An important distinction is that blogs have their own websites and they're not required to publish full articles in their RSS feed.

Bluesky doesn't normally work that way - everything in the PDS gets replicated. They are also encouraging people to put put full blog posts in the PDS for easy replication. So, anyone who wants to index it gets a copy and you have no control over what they do.

You don't have to do it that way, though. You can publish your blog on your own website and just publish links to it on Bluesky.

> So, anyone who wants to index it gets a copy and you have no control over what they do.

How does this differ from scrapers hitting the blog directly?

Web pages aren’t digitally signed, aren’t necessarily indexed by search engines, and there are ways to block bots with things like captchas. You also have much more control over the UI. If your blog has comments, you can moderate them, for better or worse.

With a PDS, the replication happens first, before anyone reads it, and the UI is out of your control.

Maybe that’s okay, but people should understand the tradeoffs.

> Web pages aren’t digitally signed, aren’t necessarily indexed by search engines

Neither of these prevent scraping, and the lack of the first one actually makes it worse because every scraper has to go to the original server and bog it down instead of getting it from anyone with a copy of the data that they can verify using the signature.
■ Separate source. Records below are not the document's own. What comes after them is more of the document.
PR #6426, opened 2025-10-07
Ac/pm 25823/vnext policy upsert pattern

JimmyVo16:
## 🎟️ Tracking

https://bitwarden.atlassian.net/browse/PM-25823

## 📔 Objective

Add a new version of SavePolicyCommand to enable 
1. Individual handlers to access metadata properties
2. Support pre and post side effects.
3. Refactor to clean up policy dependencies and validation logic.
4. Enable each policy to implement only the events relevant to it.
6. Add unit tests

This code isn’t consumed yet and therefore isn’t testable.

## ⏰ Reminders before review

- CI builds passed

## 🦮 Reviewer guidelines

### DIFF
--- a/src/Core/AdminConsole/OrganizationFeatures/Policies/PolicyUpdateEvents/Interfaces/IVNextSavePolicyCommand.cs
+++ b/src/Core/AdminConsole/OrganizationFeatures/Policies/PolicyUpdateEvents/Interfaces/IVNextSavePolicyCommand.cs
@@ -1,6 +1,6 @@
-﻿#nullable enable
-using Bit.Core.AdminConsole.Entities;
+﻿using Bit.Core.AdminConsole.Entities;
 using Bit.Core.AdminConsole.OrganizationFeatures.Policies.Models;
+using Microsoft.Azure.NotificationHubs.Messaging;
 
 namespace Bit.Core.AdminConsole.OrganizationFeatures.Policies.PolicyUpdateEvents.Interfaces;
 
@@ -24,7 +24,7 @@ public interface IVNextSavePolicyCommand
     /// </summary>
     /// <param name="policyRequest">Policy data, acting user, and metadata.</param>
     /// <returns>The saved policy with updated revision and applied changes.</returns>
-    /// <exception cref="Exception">
+    /// <exception cref="BadRequestException">
     /// Thrown if:
     /// - The organization can’t use policies
     /// - Dependent policies are missing or block changes


src/Core/AdminConsole/OrganizationFeatures/Policies/Implementations/VNextSavePolicyCommand.cs
```diff
@@ -0,0 +1,209 @@
...
+    IEnumerable<IEnforceDependentPoliciesEvent> policyValidationEventHandlers,
+    TimeProvider timeProvider,
+    IPolicyEventHandlerFactory policyEventHandlerFactory)
+    : IVNextSavePolicyCommand
+{
+    private readonly IReadOnlyDictionary<PolicyType, IEnforceDependentPoliciesEvent> _policyValidationEvents = MapToDictionary(policyValidationEventHandlers);
+
+    private static Dictionary<PolicyType, IEnforceDependentPoliciesEvent> MapToDictionary(IEnumerable<IEnforceDependentPoliciesEvent> policyValidationEventHandlers)
+    {
+        var policyValidationEventsDict = new Dictionary<PolicyType, IEnforceDependentPoliciesEvent>();
```
JimmyVo16, line 25: I’m not sure if this is needed since it’s from the old pattern. I think it was meant to prevent duplicates, but that was when everything was in one interface. Now we have four interfaces, so I’m not sure it makes sense anymore. I’m happy to remove it.

src/Core/AdminConsole/OrganizationFeatures/Policies/Implementations/VNextSavePolicyCommand.cs
```diff
@@ -0,0 +1,209 @@
...
+        await policyRepository.UpsertAsync(policy);
+
+        return policy;
+    }
+
+    private async Task ValidateTargetedPolicyAsync(SavePolicyModel policyRequest,
+        Policy? currentPolicy)
+    {
+        await ExecutePolicyEventAsync<IPolicyValidationEvent>(
+            currentPolicy!.Type,
```
r-tome: Why do we always expect the `currentPolicy` to not be null? What happens when we're setting up a policy the first time?

src/Core/AdminConsole/OrganizationFeatures/Policies/Implementations/VNextSavePolicyCommand.cs
```diff
@@ -0,0 +1,209 @@
...
+            case { Count: 1 }:
+                throw new BadRequestException($"Turn off the {dependentPolicyTypes.First().GetName()} policy because it requires the {validator.Type.GetName()} policy.");
+            case { Count: > 1 }:
+                throw new BadRequestException($"Turn off all of the policies that require the {validator.Type.GetName()} policy.");
+        }
+    }
+
+    private static void ValidateEnablingRequirements(
+        IEnforceDependentPoliciesEvent validator,
+        Policy? currentPolicy,
```
r-tome: `currentPolicy` is not used

src/Core/AdminConsole/OrganizationFeatures/Policies/Implementations/VNextSavePolicyCommand.cs
JimmyVo16: Yeah, that should have used the type from the request object.

src/Core/AdminConsole/OrganizationFeatures/Policies/PolicyUpdateEvents/Interfaces/IOnPolicyPreUpdateEvent.cs
```diff
@@ -0,0 +1,17 @@
+﻿using Bit.Core.AdminConsole.Entities;
+using Bit.Core.AdminConsole.OrganizationFeatures.Policies.Models;
+
+namespace Bit.Core.AdminConsole.OrganizationFeatures.Policies.PolicyUpdateEvents.Interfaces;
+
+public interface IOnPolicyPreUpdateEvent : IPolicyUpdateEvent
+{
+    /// <summary>
+    /// Performs side effects before a policy is upserted.
```
JimmyVo16, line 9: Hey, I’m addressing your comments here so we can have a thread on it.


Original comment
> add xmldoc to every new interface clarifying what it represents and when its called

I added documentation to the method in the interface, would that be sufficient? I’m happy to adjust it if needed, but I’d prefer to avoid duplicating the same text in two places.

src/Core/AdminConsole/OrganizationFeatures/Policies/Implementations/VNextSavePolicyCommand.cs
```diff
@@ -0,0 +1,209 @@
...
+        {
+            if (!policyValidationEventsDict.TryAdd(policyValidationEvent.Type, policyValidationEvent))
+            {
+                throw new Exception($"Duplicate PolicyValidationEvent for {policyValidationEvent.Type} policy.");
+            }
+        }
+        return policyValidationEventsDict;
+    }
+
+    public async Task<Policy> SaveAsync(SavePolicyModel policyRequest)
```
JimmyVo16, line 36: Hey, I’m addressing your comments here so we can have a thread on it.

Original comment

> [add xmldoc] VNextSavePolicyCommand explain the execution flow

What do you think would make the most sense here? The method is pretty declarative each operation is abstracted and has a meaningful name. I try to use method names to convey intent whenever possible, and the overall flow is fairly straightforward. There isn’t much cyclomatic complexity or any deeply nested paths.

I’m happy to add more documentation, but I’m not sure where it would be most useful and it doesn’t seem beneficial to just repeat the same steps in the XML doc.

src/Core/AdminConsole/OrganizationFeatures/Policies/Implementations/VNextSavePolicyCommand.cs
```diff
@@ -0,0 +1,208 @@
...
+
+        ValidatePolicyDependencies(policyUpdateRequest, currentPolicy, savedPoliciesDict);
+
+        await ValidateTargetedPolicyAsync(policyRequest, currentPolicy);
+
+        await ExecutePreUpsertSideEffectAsync(policyRequest, currentPolicy);
+
+        var upsertedPolicy = await UpsertPolicyAsync(policyUpdateRequest);
+
+        await eventService.LogPolicyEventAsync(upsertedPolicy, EventType.Policy_Updated);
```
r-tome, line 55: This can be moved inside `UpsertPolicyAsync`

src/Core/AdminConsole/OrganizationFeatures/Policies/Implementations/VNextSavePolicyCommand.cs
r-tome: > The method is pretty declarative each operation is abstracted and has a meaningful name

I agree that the method itself is clear and the flow is easy to follow, but you still have to look into the implementation to really understand how the workflow fits together. 

Each interface should have a short summary describing what it represents, when it’s used, and then each method should specify what it does and what it returns (if anything). 

My concern is that other devs shouldn’t have to dig through the code to piece together how everything is orchestrated — the XML docs should give enough context to guide them.

src/Core/AdminConsole/OrganizationFeatures/Policies/PolicyUpdateEvents/Interfaces/IVNextSavePolicyCommand.cs
```diff
@@ -0,0 +1,10 @@
+﻿#nullable enable
+using Bit.Core.AdminConsole.Entities;
+using Bit.Core.AdminConsole.OrganizationFeatures.Policies.Models;
+
+namespace Bit.Core.AdminConsole.OrganizationFeatures.Policies.PolicyUpdateEvents.Interfaces;
+
```
r-tome, line 6:
```suggestion

/// <summary>
/// Handles creating or updating organization policies with validation and side effect execution.
/// </summary>
/// <remarks>
/// Workflow:
/// 1. Validates organization can use policies  
/// 2. Validates required and dependent policies  
/// 3. Runs policy-specific validation (<see cref="IPolicyValidationEvent"/>)  
/// 4. Executes pre-save logic (<see cref="IOnPolicyPreUpdateEvent"/>)  
/// 5. Saves the policy  
/// 6. Logs the event  
/// 7. Executes post-save logic (<see cref="IOnPolicyPostUpdateEvent"/>)  
/// </remarks>
```

src/Core/AdminConsole/OrganizationFeatures/Policies/PolicyUpdateEvents/Interfaces/IVNextSavePolicyCommand.cs
```diff
@@ -0,0 +1,10 @@
...
+public interface IVNextSavePolicyCommand
+{
+    Task<Policy> SaveAsync(SavePolicyModel policyRequest);
```
r-tome, line 33:
```suggestion
/// <summary>
    /// Performs necessary validations, saves the policy and any side effects
    /// </summary>
    /// <param name="policyRequest">Policy data, acting user, and metadata.</param>
    /// <returns>The saved policy with updated revision and applied changes.</returns>
    /// <exception cref="BadRequestException">
    /// Thrown if:
    /// - The organization can’t use policies  
    /// - Dependent policies are missing or block changes  
    /// - Custom validation fails  
    /// </exception>
    Task<Policy> SaveAsync(SavePolicyModel policyRequest);
```

src/Core/AdminConsole/OrganizationFeatures/Policies/PolicyUpdateEvents/Interfaces/IPolicyEventHandlerFactory.cs
```diff
@@ -0,0 +1,12 @@
+﻿#nullable enable
+
+using Bit.Core.AdminConsole.Enums;
+using OneOf;
+using OneOf.Types;
+
+namespace Bit.Core.AdminConsole.OrganizationFeatures.Policies.PolicyUpdateEvents.Interfaces;
+
```
r-tome, line 8:
```suggestion

/// <summary>
/// Provides policy-specific event handlers used during the save workflow in <see cref="IVNextSavePolicyCommand"/>.
/// </summary>
/// <remarks>
/// Supported handlers:  
/// - <see cref="IEnforceDependentPoliciesEvent"/> for dependency checks  
/// - <see cref="IPolicyValidationEvent"/> for custom validation  
/// - <see cref="IOnPolicyPreUpdateEvent"/> for pre-save logic  
/// - <see cref="IOnPolicyPostUpdateEvent"/> for post-save logic  
/// </remarks>
```

src/Core/AdminConsole/OrganizationFeatures/Policies/PolicyUpdateEvents/Interfaces/IPolicyEventHandlerFactory.cs
```diff
@@ -0,0 +1,12 @@
...
+public interface IPolicyEventHandlerFactory
+{
+    OneOf<T, None> GetHandler<T>(PolicyType policyType) where T : IPolicyUpdateEvent;
```
r-tome, line 29:
```suggestion
/// <summary>
    /// Gets the event handler for the given policy type and handler interface.
    /// </summary>
    /// <typeparam name="T">Handler type implementing <see cref="IPolicyUpdateEvent"/>.</typeparam>
    /// <param name="policyType">The policy type to resolve.</param>
    /// <returns>
    /// <see cref="OneOf{T, None}"/> — the handler if available, or None if not implemented.
    /// </returns>
    OneOf<T, None> GetHandler<T>(PolicyType policyType) where T : IPolicyUpdateEvent;
```

src/Core/AdminConsole/OrganizationFeatures/Policies/Implementations/VNextSavePolicyCommand.cs
JimmyVo16: Yeah, the current implementation fires the event inside `UpsertPolicyAsync`. I moved it up since firing the event is a separate operation from saving the policy. They’re independent of each other. I moved it up to `SaveAsync` because this is the method that wants to fire off an event. This way, it's visible and it's not nested in some random method. 

This is how I approach methods, but I’m open to change. Generally, I think a method should live in the scope that needs it. For example, `policyRepository.GetByOrganizationIdTypeAsync` is only needed by `UpsertPolicyAsync`, so it makes sense to place it there. But `ExecutePostUpsertSideEffectAsync` is independent of `UpsertPolicyAsync` and is something that `SaveAsync` wants to happen, so it lives in `SaveAsync`.

src/Core/AdminConsole/OrganizationFeatures/Policies/Implementations/VNextSavePolicyCommand.cs
JimmyVo16: >My concern is that other devs shouldn’t have to dig through the code to piece together how everything is orchestrated — the XML docs should give enough context to guide them.

Yeah, that’s a fair statement.

src/Core/AdminConsole/OrganizationFeatures/Policies/Implementations/VNextSavePolicyCommand.cs
JimmyVo16: Chatted over a call. This implementation is fine since logging an event is more of a side effect.

src/Core/AdminConsole/OrganizationFeatures/Policies/Implementations/VNextSavePolicyCommand.cs
JimmyVo16: Chatted over a call. Interfaces should have documentation so that the client using them doesn’t need to know the implementation, which is the main goal of an interface. Implementations, however, don’t need documentation if the code provides enough context.

PR #6435, opened 2025-10-09
PM-26727 - First iteration of Claude Code Review tuning

theMickster:
## 🎟️ Tracking

https://bitwarden.atlassian.net/browse/PM-26727

## 📔 Objective

Incorporate learnings from deeper Claude SDK research and feedback from teammates for the first iteration of changes. 
✅ The consensus from folks is that multiple Claude comments are too verbose and clog up person-to-person chat. Therefore, we're going to attempt to setup the _sticky_ comment functionality so Claude only updates one comment throughout the PR lifecycle
✅ Claude **only** recessively loads `CLAUDE.md` files. We should set instructions on the most important files for it to load before prompting for a code review. See [Manage Claude's memory](https://docs.claude.com/en/docs/claude-code/memory) for more in-depth details.
✅ Instruct Claude to leverage our reviewer guidelines & emoji callouts
✅ Limit the amount of praise about a code change (Claude is really good at that 😂), and focus more on improvements
✅ Instruct Claude to correctly review subsequent commits for any reopened or new issues.

## ⏰ Reminders before review

- CI builds passed

## 🦮 Reviewer guidelines

### DIFF
--- a/CLAUDE.md
+++ b/CLAUDE.md
@@ -47,7 +47,7 @@
 - **Database update**: `pwsh dev/migrate.ps1`
 - **Generate OpenAPI**: `pwsh dev/generate_openapi_files.ps1`
 
-## Code Review Checklist
+## Development Workflow
 
 - Security impact assessed
 - xUnit tests added / updated


CLAUDE.md
theMickster, line 1: Goal is to attempt to move us towards more consistency between our Claude.md files in our repos. Our top-level files should have consistent high-level instructions. We should avoid obvious commands (Claude knows how to build a project using the dotnet CLI..).

CLAUDE.md
```diff
@@ -1,23 +1,28 @@
...
+
 - **NEVER** log or expose sensitive data: No PII, passwords, keys, or vault data in logs or error messages
+
 - **ALWAYS** use secure communication channels: Enforce confidentiality, integrity, and authenticity
+
 - **ALWAYS** encrypt sensitive data: All vault data must be encrypted at rest, in transit, and in use
-- **ALWAYS** prioritize cryptographic integrity and data protection
-- **ALWAYS** add unit tests (with mocking) for any new feature development
 
-## Project Context
```
theMickster, line 14: I do not think that these Project Context notes are necessary. 
I do not think that these will help Claude make better decisions about our code. 
All information is easily inferred.

CLAUDE.md
```diff
@@ -34,39 +39,15 @@
...
 - **Database update**: `pwsh dev/migrate.ps1`
 - **Generate OpenAPI**: `pwsh dev/generate_openapi_files.ps1`
 
-## Code Review Checklist
-
-- Security impact assessed
-- xUnit tests added / updated
-- Performance impact considered
-- Error handling implemented
-- Breaking changes documented
```
theMickster, line 51: This is redundant because we are prompting Claude to specifically do these in the review-code.yml.
As we implement additional actions in the future, we do not want these here because the instructions do not necessarily apply to every type of action we would want to run (e.g. when we have Claude evaluate an Issue, then a Code Review Checklist does not apply).

CLAUDE.md
```diff
@@ -34,39 +39,15 @@
...
-- CODEOWNERS file respected
-
 ### Key Architectural Decisions
 
 - Use .NET nullable reference types (ADR 0024)
 - TryAdd dependency injection pattern (ADR 0026)
 - Authorization patterns (ADR 0022)
 - OpenTelemetry for observability (ADR 0020)
 - Log to standard output (ADR 0021)
-
```
theMickster, line 63: We have established that there is too much information in these wikis to be of use to Claude. 
We also now understand that Claude does not pull these into memory when it runs. 
We will work towards more specific code examples from these documents as we refine our Claude markdown. But for now, they are being removed.

CLAUDE.md
withinfocus: This file will be used by Claude when developing though. I have found this kind of thing to be essential to guide it through its work. It should not be labeled as a "code review checklist" but it's what's expected to be done during development too.

CLAUDE.md
withinfocus: How was it determined that Claude doesn't use these? I have personally seen it do so.

theMickster: Then I either misread or misunderstood the documentation around how Claude Code fetches outside such as these. And even asking Claude itself multiple times whether or not these references are fetched without a specific command to fetch straight-up told me that is doesn't 🤷🏼

Either way, there is a lot of information in those wikis that Claude could be pulling to perform a code review. Are we able to determine how costly it is to use them? 

So do you want to keep them in all of the repos or leave them out? I think we need to be consistent across repos

withinfocus: To reiterate, this file is used for development activities as well as review. I have asked Claude Code in VS Code to make a certain change and seen it retrieve coding style standards to do it. All repos therefore should have these kinds of things in their instructions.

CLAUDE.md
theMickster: Chalk it up to naive thoughts on how an AI LLM trained to develop code should work I guess, but the instructions feel obvious and redundant to me 🤷🏼

withinfocus: There's a nuance to it for sure, and prompts change a lot of its work too, but what is most important to me here is that a change may not be holistic / total if you either don't tell it with precision what to do or not have this kind of content. We want an end engineer not necessarily having to repetitively say to write unit tests ... using xUnit, etc.

CLAUDE.md
```diff
@@ -34,25 +39,11 @@
...
-## Common Commands
+## Non-Obvious Commands
 
-- **Build**: `dotnet build`
-- **Test**: `dotnet test`
-- **Run locally**: `dotnet run --project src/Api`
 - **Database update**: `pwsh dev/migrate.ps1`
 - **Generate OpenAPI**: `pwsh dev/generate_openapi_files.ps1`
 
-## Code Review Checklist
```
withinfocus, line 45: 🎨 I have called this "Development Workflow" and then listed out steps to perform. That may work better.

theMickster: Renamed :-)

PR #6443, opened 2025-10-10
[PM-26316] Prevent users from sharing archived cipher

nick-livefront:
## 🎟️ Tracking

[PM-26316](https://bitwarden.atlassian.net/browse/PM-26316)

## 📔 Objective

Throw an error when a user attempts to share an archived cipher to an organization.
- Archiving is only available for personal items. 

## 📸 Screenshots

Testable via the cli:
<video src="https://github.com/user-attachments/assets/86e73a80-25e8-420b-845c-ba6330724194" />

## 🦮 Reviewer guidelines

[PM-26316]: https://bitwarden.atlassian.net/browse/PM-26316?atlOrigin=eyJpIjoiNWRkNTljNzYxNjVmNDY3MDlhMDU5Y2ZhYzA5YTRkZjUiLCJwIjoiZ2l0aHViLWNvbS1KU1cifQ

### DIFF
--- a/src/Api/Vault/Controllers/CiphersController.cs
+++ b/src/Api/Vault/Controllers/CiphersController.cs
@@ -1285,6 +1285,11 @@ public class CiphersController : Controller
 
             ValidateClientVersionForFido2CredentialSupport(existingCipher);
 
+            if (existingCipher.ArchivedDate.HasValue)
+            {
+                throw new BadRequestException("Cannot move archived items to an organization.");
+            }
+
             shareCiphers.Add((cipher.ToCipherDetails(existingCipher), cipher.LastKnownRevisionDate));
         }
 
--- a/test/Api.Test/Vault/Controllers/CiphersControllerTests.cs
+++ b/test/Api.Test/Vault/Controllers/CiphersControllerTests.cs
@@ -1821,6 +1821,51 @@ public class CiphersControllerTests
     }
 
     [Theory, BitAutoData]
+    public async Task PutShareMany_ExistingCipherArchived_ThrowsBadRequestException(
+        Guid organizationId,
+        Guid userId,
+        CipherWithIdRequestModel request,
+        SutProvider<CiphersController> sutProvider)
+    {
+        // Request model does not have ArchivedDate (only the existing cipher does)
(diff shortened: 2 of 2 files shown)


src/Api/Vault/Controllers/CiphersController.cs
```diff
@@ -1263,6 +1268,11 @@ public async Task<ListResponseModel<CipherMiniResponseModel>> PutShareMany([From
                 _logger.LogError("Cipher was not encrypted for the current user. CipherId: {CipherId}, CurrentUser: {CurrentUserId}, EncryptedFor: {EncryptedFor}", cipher.Id, userId, cipher.EncryptedFor);
                 throw new BadRequestException("Cipher was not encrypted for the current user. Please try again.");
             }
+
+            if (cipher.ArchivedDate.HasValue)
+            {
+                throw new BadRequestException("Cannot move archived items to an organization.");
+            }
```
nikwithak, line 1275: Here you're validating the ArchivedDate passed from the request (`cipher in model.Ciphers`), which [doesn't look like it gets saved downstream](https://github.com/bitwarden/server/blob/vault/pm-26316/share-archived-cipher/src/Infrastructure.Dapper/Vault/Repositories/CipherRepository.cs#L451-L460) when written to the DB.

Whereas in  `PutShare` you're validating against [the cipher from `_cipherRepository`](https://github.com/bitwarden/server/pull/6443/files#diff-2131dc80a94eb2fe7b30c7ea3d0bb0623e1a1d4743773fb354da670414680146R740), which guarantees the `ArchivedDate` isn't set in the backend.

In this case I think the cipher could enter an inconsistent state if the Cipher in the DB has `ArchivedDate` set, but it's not in the request.

nick-livefront: 👏 👏 Nice catch! I added a check for the stored cipher `ArchiveDate` as well. [6b1ba79](https://github.com/bitwarden/server/pull/6443/commits/6b1ba792d55f293d8fbb749e170397b581f20af4)

I left the initial check even though the request model isn't stored, avoiding any future bugs if the downstream logic were to change.

PR #7040, opened 2026-02-19
[PM-29090][Step 2] Remove the server feature flag

cyprain-okeke:
## 🎟️ Tracking

https://bitwarden.atlassian.net/browse/PM-29090

## 📔 Objective

Removes the feature flag pm-26793-fetch-premium-price-from-pricing-service which has been enabled and validated in production.

  **Changes**

  **This PR cleans up the feature flag by:**

  1. Removed feature flag constant from src/Core/Constants.cs
    - Deleted PM26793_FetchPremiumPriceFromPricingService constant
  2. Simplified PricingClient.ListPremiumPlans() method in src/Core/Billing/Pricing/PricingClient.cs
    - Removed feature flag check that toggled between fetching premium plans from the pricing service vs. using a hardcoded plan
    - Now always fetches premium plans from the pricing service (the enabled behavior)
    - Removed the CurrentPremiumPlan static property which was only used when the flag was disabled
    - Cleaned up unused using directives

### DIFF
--- a/src/Core/Billing/Pricing/PricingClient.cs
+++ b/src/Core/Billing/Pricing/PricingClient.cs
@@ -1,6 +1,5 @@
 ﻿using System.Net;
 using System.Net.Http.Json;
-using Bit.Core.Billing.Constants;
 using Bit.Core.Billing.Enums;
 using Bit.Core.Billing.Pricing.Organizations;
 using Bit.Core.Exceptions;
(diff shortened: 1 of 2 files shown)


amorask-bitwarden (commented):
This flag is used in the Desktop and Browser Extension applications and therefore has to follow this process: https://bitwarden.atlassian.net/wiki/spaces/EN/pages/1152417888/Feature+Flags+Lifecycle

The `server` flag can't be removed for at least 3 release cycles.

PR #7047, opened 2026-02-20
PM-32517 Create Migration for Azure Blob Storage 

prograhamming:
## 🎟️ Tracking

This is a PR for a sub-task ([PM-32517](https://bitwarden.atlassian.net/jira/software/c/projects/BW/boards/222?selectedIssue=PM-32517)) on user story [PM-31923](https://bitwarden.atlassian.net/jira/software/c/projects/BW/boards/222?selectedIssue=PM-31923)

## 📔 Objective

We need to add FileId to the OrganizationReport column in order to track where the file is stored in Azure Blob Storage or the file path location for Self-Hosted.

## 📸 Screenshots

[PM-32517]: https://bitwarden.atlassian.net/browse/PM-32517?atlOrigin=eyJpIjoiNWRkNTljNzYxNjVmNDY3MDlhMDU5Y2ZhYzA5YTRkZjUiLCJwIjoiZ2l0aHViLWNvbS1KU1cifQ
[PM-31923]: https://bitwarden.atlassian.net/browse/PM-31923?atlOrigin=eyJpIjoiNWRkNTljNzYxNjVmNDY3MDlhMDU5Y2ZhYzA5YTRkZjUiLCJwIjoiZ2l0aHViLWNvbS1KU1cifQ


src/Sql/dbo/Dirt/Tables/OrganizationReport.sql
```diff
@@ -19,6 +19,7 @@ CREATE TABLE [dbo].[OrganizationReport] (
     [PasswordAtRiskCount]               INT              NULL,
     [CriticalPasswordCount]             INT              NULL,
     [CriticalPasswordAtRiskCount]       INT              NULL,
+    [FileId]                            VARCHAR(100)     NULL,
```
Banrion: ❓ Is 100 the length we use wherever else we use a file id field? I'm asking because we should probably make them the same for consistency.

util/Migrator/DbScripts_transition/2026-02-25_00_OrganizationReport_PopulateFileId.sql
```diff
@@ -0,0 +1,9 @@
+-- Phase 2 (Transition): Populate FileId for existing OrganizationReport records
+-- This runs after deployment, performs batched data migration
+
+-- Set FileId to 'Legacy' for all existing v1 reports (data stored in DB, not blob storage)
+-- This sentinel value makes it easy to distinguish v1 (DB-stored) from v2 (blob-stored) reports
+UPDATE [dbo].[OrganizationReport]
+SET [FileId] = 'Legacy'
```
Banrion: 👍 This will make it easier on the client to determine when migration needs to occur and handles the non-nullable fields.

src/Sql/dbo/Dirt/Tables/OrganizationReport.sql
prograhamming: We can put the follow that pattern and put it in the SummaryData column. We are the only ones that use a file id column. CipherAttachment and SendFileData are JSON blobs with the file id inside of them.

prograhamming: We are the only ones doing this right now. The other areas of the codebase put the file id in a JSON blob.

Banrion:
Noting here that we may need to make changes to the structure around the report file and store more than the file ID following patterns elsewhere in the codebase. This pull request only adds an id field but we are noticing that other places storing files are also storing more metadata regarding the file.

src/Sql/dbo/Dirt/Tables/OrganizationReport.sql
theMickster: I too am concerned that 100 characters is not nearly enough. 
The PR description states a file location in Azure Blob storage. Is the container location configured somewhere else and this only a file name? Or will this store the entire path to the file?

Also, why the decision on VARCHAR vs NVARCHAR?

util/Migrator/DbScripts_transition/2026-02-25_00_OrganizationReport_PopulateFileId.sql
theMickster, line 1: I disagree that this is easier to distinguish versus a null, and this whole migration feels a little unnecessary. What does having the text 'Legacy' benefit us over a null check in the C# business layer?

src/Sql/dbo_finalization/Dirt/Tables/OrganizationReport.sql
```diff
@@ -0,0 +1,36 @@
...
+    [CriticalApplicationAtRiskCount]    INT              NULL,
+    [MemberCount]                       INT              NULL,
+    [MemberAtRiskCount]                 INT              NULL,
+    [CriticalMemberCount]              INT              NULL,
+    [CriticalMemberAtRiskCount]         INT              NULL,
+    [PasswordCount]                     INT              NULL,
+    [PasswordAtRiskCount]               INT              NULL,
+    [CriticalPasswordCount]             INT              NULL,
+    [CriticalPasswordAtRiskCount]       INT              NULL,
+    [FileId]                            VARCHAR(100)     NOT NULL,
```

> there are ways to block bots with things like captchas

These don't work if you have anything resembling high value content, because AI can solve them now or do the same proof of work as a real user when all they need is to get a few hundred articles once. If they want it enough they can also pay someone in a low income country to download them manually. Fundamentally if you post something that any human can access then someone can copy it. Public is public.

And if the content is the equivalent of blog comment posts, they can probably still get it, but in that case why even care if they do? Notice that this is the same thing that happens on the centralized services, e.g. Facebook uses your Facebook posts to train AI.

How can people control the comments about their blog post on Hacker News? I think my example is closer to what happen in PDS and App View.

Honestly that’s just as much because atproto is a raw data protocol. Putting an http frontend on an atproto account is something we encourage and a lot of folks do. I do that on pfrazee.com for instance, and my leaflet blogposts (which are canonically on atproto) render on my blog.